#### [Required work]
I would like you to restate each record word for word.

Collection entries
****

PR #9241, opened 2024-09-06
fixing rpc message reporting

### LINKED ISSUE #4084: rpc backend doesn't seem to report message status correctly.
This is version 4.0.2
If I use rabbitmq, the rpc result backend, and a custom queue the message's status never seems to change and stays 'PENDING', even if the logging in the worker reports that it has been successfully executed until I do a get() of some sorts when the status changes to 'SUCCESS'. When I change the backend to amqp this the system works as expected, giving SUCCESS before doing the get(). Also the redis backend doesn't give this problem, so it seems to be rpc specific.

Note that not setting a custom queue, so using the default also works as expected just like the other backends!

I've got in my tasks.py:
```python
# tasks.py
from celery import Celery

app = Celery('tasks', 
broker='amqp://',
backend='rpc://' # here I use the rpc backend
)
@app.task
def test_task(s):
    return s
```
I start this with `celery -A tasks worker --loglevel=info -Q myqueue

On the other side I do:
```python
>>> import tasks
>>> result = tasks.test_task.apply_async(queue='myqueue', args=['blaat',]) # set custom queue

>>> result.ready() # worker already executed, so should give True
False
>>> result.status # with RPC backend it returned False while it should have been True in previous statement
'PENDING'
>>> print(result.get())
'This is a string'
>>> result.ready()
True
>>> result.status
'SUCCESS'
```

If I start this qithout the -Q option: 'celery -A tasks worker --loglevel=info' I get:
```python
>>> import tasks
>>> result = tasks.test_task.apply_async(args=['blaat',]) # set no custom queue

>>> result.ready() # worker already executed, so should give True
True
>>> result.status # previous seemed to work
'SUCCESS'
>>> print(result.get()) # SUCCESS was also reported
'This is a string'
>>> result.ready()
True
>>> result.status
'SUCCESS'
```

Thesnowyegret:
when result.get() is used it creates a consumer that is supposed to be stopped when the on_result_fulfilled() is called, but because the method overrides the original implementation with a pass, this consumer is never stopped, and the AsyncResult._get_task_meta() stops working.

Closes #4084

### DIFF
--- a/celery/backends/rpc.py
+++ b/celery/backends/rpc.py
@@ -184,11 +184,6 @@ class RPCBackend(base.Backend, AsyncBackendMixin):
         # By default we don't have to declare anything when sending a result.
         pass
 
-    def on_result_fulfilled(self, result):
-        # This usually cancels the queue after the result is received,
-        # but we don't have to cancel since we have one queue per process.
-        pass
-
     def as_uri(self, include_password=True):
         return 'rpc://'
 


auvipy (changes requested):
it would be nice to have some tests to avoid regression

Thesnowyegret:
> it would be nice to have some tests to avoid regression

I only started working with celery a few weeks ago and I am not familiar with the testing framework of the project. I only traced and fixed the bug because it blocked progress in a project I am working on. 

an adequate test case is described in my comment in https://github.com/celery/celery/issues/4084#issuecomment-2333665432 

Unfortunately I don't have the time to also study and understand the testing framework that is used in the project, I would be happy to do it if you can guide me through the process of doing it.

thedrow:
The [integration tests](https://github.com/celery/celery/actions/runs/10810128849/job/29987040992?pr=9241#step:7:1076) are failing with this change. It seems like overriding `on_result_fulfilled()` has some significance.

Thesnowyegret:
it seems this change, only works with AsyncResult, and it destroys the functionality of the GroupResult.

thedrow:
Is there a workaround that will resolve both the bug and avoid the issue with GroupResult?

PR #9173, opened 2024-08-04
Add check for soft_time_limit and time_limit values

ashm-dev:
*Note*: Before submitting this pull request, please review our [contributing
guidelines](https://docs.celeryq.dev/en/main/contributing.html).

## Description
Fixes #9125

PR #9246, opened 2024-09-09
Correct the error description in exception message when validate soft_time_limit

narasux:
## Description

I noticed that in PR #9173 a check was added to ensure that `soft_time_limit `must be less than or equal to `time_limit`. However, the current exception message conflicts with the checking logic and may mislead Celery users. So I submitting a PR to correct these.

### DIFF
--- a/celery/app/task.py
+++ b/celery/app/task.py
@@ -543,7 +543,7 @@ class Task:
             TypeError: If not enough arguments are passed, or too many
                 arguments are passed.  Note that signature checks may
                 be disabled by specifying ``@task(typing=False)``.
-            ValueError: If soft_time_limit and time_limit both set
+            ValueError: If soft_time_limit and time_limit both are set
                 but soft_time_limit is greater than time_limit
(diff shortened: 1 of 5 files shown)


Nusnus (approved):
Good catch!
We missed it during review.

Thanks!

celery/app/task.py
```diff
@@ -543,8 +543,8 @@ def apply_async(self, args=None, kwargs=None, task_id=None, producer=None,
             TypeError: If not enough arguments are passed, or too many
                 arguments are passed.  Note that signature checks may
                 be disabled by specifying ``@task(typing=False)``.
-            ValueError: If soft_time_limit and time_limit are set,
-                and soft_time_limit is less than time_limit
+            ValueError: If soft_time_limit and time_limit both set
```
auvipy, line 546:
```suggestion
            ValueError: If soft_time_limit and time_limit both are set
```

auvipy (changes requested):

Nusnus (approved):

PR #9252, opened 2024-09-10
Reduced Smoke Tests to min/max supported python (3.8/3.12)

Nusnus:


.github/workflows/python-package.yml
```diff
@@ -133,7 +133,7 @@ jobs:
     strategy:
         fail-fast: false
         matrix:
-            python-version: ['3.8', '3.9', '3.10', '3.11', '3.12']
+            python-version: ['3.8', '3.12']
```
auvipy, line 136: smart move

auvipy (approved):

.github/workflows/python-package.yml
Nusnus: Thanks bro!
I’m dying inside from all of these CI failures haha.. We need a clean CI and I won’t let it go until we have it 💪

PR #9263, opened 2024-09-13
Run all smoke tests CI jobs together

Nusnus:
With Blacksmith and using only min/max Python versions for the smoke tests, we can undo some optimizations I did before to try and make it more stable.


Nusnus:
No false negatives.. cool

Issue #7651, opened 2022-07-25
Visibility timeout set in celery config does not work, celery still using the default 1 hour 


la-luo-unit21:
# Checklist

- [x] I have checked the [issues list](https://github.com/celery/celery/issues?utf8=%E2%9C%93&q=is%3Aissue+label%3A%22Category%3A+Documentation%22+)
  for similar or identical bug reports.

****

#### [Your response]
PR #9241, opened 2024-09-06
fixing rpc message reporting

### LINKED ISSUE #4084: rpc backend doesn't seem to report message status correctly.
This is version 4.0.2
If I use rabbitmq, the rpc result backend, and a custom queue the message's status never seems to change and stays 'PENDING', even if the logging in the worker reports that it has been successfully executed until I do a get() of some sorts when the status changes to 'SUCCESS'. When I change the backend to amqp this the system works as expected, giving SUCCESS before doing the get(). Also the redis backend doesn't give this problem, so it seems to be rpc specific.

Note that not setting a custom queue, so using the default also works as expected just like the other backends!

I've got in my tasks.py:
```python
# tasks.py
from celery import Celery

app = Celery('tasks', 
broker='amqp://',
backend='rpc://' # here I use the rpc backend
)
@app.task
def test_task(s):
    return s
```
I start this with `celery -A tasks worker --loglevel=info -Q myqueue

On the other side I do:
```python
>>> import tasks
>>> result = tasks.test_task.apply_async(queue='myqueue', args=['blaat',]) # set custom queue

>>> result.ready() # worker already executed, so should give True
False
>>> result.status # with RPC backend it returned False while it should have been True in previous statement
'PENDING'
>>> print(result.get())
'This is a string'
>>> result.ready()
True
>>> result.status
'SUCCESS'
```

If I start this qithout the -Q option: 'celery -A tasks worker --loglevel=info' I get:
```python
>>> import tasks
>>> result = tasks.test_task.apply_async(args=['blaat',]) # set no custom queue

>>> result.ready() # worker already executed, so should give True
True
>>> result.status # previous seemed to work
'SUCCESS'
>>> print(result.get()) # SUCCESS was also reported
'This is a string'
>>> result.ready()
True
>>> result.status
'SUCCESS'
```

Thesnowyegret:
when result.get() is used it creates a consumer that is supposed to be stopped when the on_result_fulfilled() is called, but because the method overrides the original implementation with a pass, this consumer is never stopped, and the AsyncResult._get_task_meta() stops working.

Closes #4084

### DIFF
--- a/celery/backends/rpc.py
+++ b/celery/backends/rpc.py
@@ -184,11 +184,6 @@ class RPCBackend(base.Backend, AsyncBackendMixin):
         # By default we don't have to declare anything when sending a result.
         pass
 
-    def on_result_fulfilled(self, result):
-        # This usually cancels the queue after the result is received,
-        # but we don't have to cancel since we have one queue per process.
-        pass
-
     def as_uri(self, include_password=True):
         return 'rpc://'
 


auvipy (changes requested):
it would be nice to have some tests to avoid regression

Thesnowyegret:
> it would be nice to have some tests to avoid regression

I only started working with celery a few weeks ago and I am not familiar with the testing framework of the project. I only traced and fixed the bug because it blocked progress in a project I am working on. 

an adequate test case is described in my comment in https://github.com/celery/celery/issues/4084#issuecomment-2333665432 

Unfortunately I don't have the time to also study and understand the testing framework that is used in the project, I would be happy to do it if you can guide me through the process of doing it.

thedrow:
The [integration tests](https://github.com/celery/celery/actions/runs/10810128849/job/29987040992?pr=9241#step:7:1076) are failing with this change. It seems like overriding `on_result_fulfilled()` has some significance.

Thesnowyegret:
it seems this change, only works with AsyncResult, and it destroys the functionality of the GroupResult.

thedrow:
Is there a workaround that will resolve both the bug and avoid the issue with GroupResult?

PR #9173, opened 2024-08-04
Add check for soft_time_limit and time_limit values

ashm-dev:
*Note*: Before submitting this pull request, please review our [contributing
guidelines](https://docs.celeryq.dev/en/main/contributing.html).

## Description
Fixes #9125

PR #9246, opened 2024-09-09
Correct the error description in exception message when validate soft_time_limit

narasux:
## Description

I noticed that in PR #9173 a check was added to ensure that `soft_time_limit `must be less than or equal to `time_limit`. However, the current exception message conflicts with the checking logic and may mislead Celery users. So I submitting a PR to correct these.

### DIFF
--- a/celery/app/task.py
+++ b/celery/app/task.py
@@ -543,7 +543,7 @@ class Task:
             TypeError: If not enough arguments are passed, or too many
                 arguments are passed.  Note that signature checks may
                 be disabled by specifying ``@task(typing=False)``.
-            ValueError: If soft_time_limit and time_limit both set
+            ValueError: If soft_time_limit and time_limit both are set
                 but soft_time_limit is greater than time_limit
(diff shortened: 1 of 5 files shown)


Nusnus (approved):
Good catch!
We missed it during review.

Thanks!

celery/app/task.py
```diff
@@ -543,8 +543,8 @@ def apply_async(self, args=None, kwargs=None, task_id=None, producer=None,
             TypeError: If not enough arguments are passed, or too many
                 arguments are passed.  Note that signature checks may
                 be disabled by specifying ``@task(typing=False)``.
-            ValueError: If soft_time_limit and time_limit are set,
-                and soft_time_limit is less than time_limit
+            ValueError: If soft_time_limit and time_limit both set
```
auvipy, line 546:
```suggestion
            ValueError: If soft_time_limit and time_limit both are set
```

auvipy (changes requested):

Nusnus (approved):

PR #9252, opened 2024-09-10
Reduced Smoke Tests to min/max supported python (3.8/3.12)

Nusnus:


.github/workflows/python-package.yml
```diff
@@ -133,7 +133,7 @@ jobs:
     strategy:
         fail-fast: false
         matrix:
-            python-version: ['3.8', '3.9', '3.10', '3.11', '3.12']
+            python-version: ['3.8', '3.12']
```
auvipy, line 136: smart move

auvipy (approved):

.github/workflows/python-package.yml
Nusnus: Thanks bro!
I’m dying inside from all of these CI failures haha.. We need a clean CI and I won’t let it go until we have it 💪

PR #9263, opened 2024-09-13
Run all smoke tests CI jobs together

Nusnus:
With Blacksmith and using only min/max Python versions for the smoke tests, we can undo some optimizations I did before to try and make it more stable.


Nusnus:
No false negatives.. cool

Issue #7651, opened 2022-07-25
Visibility timeout set in celery config does not work, celery still using the default 1 hour 


la-luo-unit21:
# Checklist

- [x] I have checked the [issues list](https://github.com/celery/celery/issues?utf8=%E2%9C%93&q=is%3Aissue+label%3A%22Category%3A+Documentation%22+)
  for similar or identical bug reports.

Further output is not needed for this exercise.